(Supplied records):
■ ■ ■ ■

PR #2151, opened 2025-10-28
docs: change HACKING.md instructions for maintaining Charmcraft profiles

dwilding:
This PR changes "Updating the Ops versions in the Charmcraft profiles" in HACKING.md to use [charmcraft-profile-tools](https://github.com/canonical/charmcraft-profile-tools) for initialising charms and generating lockfile templates.

_Why not keep the manual process too? Doesn't charmcraft-profile-tools make the steps less transparent?_ It does - but the manual process wasn't quite right any more. The lockfiles for the K8s and machine profiles aren't exactly the same, because the K8s profile has PyYAML as an integration dependency. So we can't say "repeat the full process for the machine profile" any more. Having tooling is more practical now.

### DIFF
--- a/HACKING.md
+++ b/HACKING.md
@@ -370,7 +370,7 @@ The Charmcraft `kubernetes` and `machine` profiles specify a minimum Ops version
 
     If you don't have [just](https://just.systems/man/en/) installed, use `uvx --from rust-just just` instead.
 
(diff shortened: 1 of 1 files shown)


dwilding:
I'm happy for this to be merged - just needs another tick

■ ■ ■ ■

(Your objective): Transcribe each line of the listing above precisely as it appears.

(Exercise answer):
PR #2151, opened 2025-10-28
docs: change HACKING.md instructions for maintaining Charmcraft profiles

dwilding:
This PR changes "Updating the Ops versions in the Charmcraft profiles" in HACKING.md to use [charmcraft-profile-tools](https://github.com/canonical/charmcraft-profile-tools) for initialising charms and generating lockfile templates.

_Why not keep the manual process too? Doesn't charmcraft-profile-tools make the steps less transparent?_ It does - but the manual process wasn't quite right any more. The lockfiles for the K8s and machine profiles aren't exactly the same, because the K8s profile has PyYAML as an integration dependency. So we can't say "repeat the full process for the machine profile" any more. Having tooling is more practical now.

### DIFF
--- a/HACKING.md
+++ b/HACKING.md
@@ -370,7 +370,7 @@ The Charmcraft `kubernetes` and `machine` profiles specify a minimum Ops version
 
     If you don't have [just](https://just.systems/man/en/) installed, use `uvx --from rust-just just` instead.
 
(diff shortened: 1 of 1 files shown)


dwilding:
I'm happy for this to be merged - just needs another tick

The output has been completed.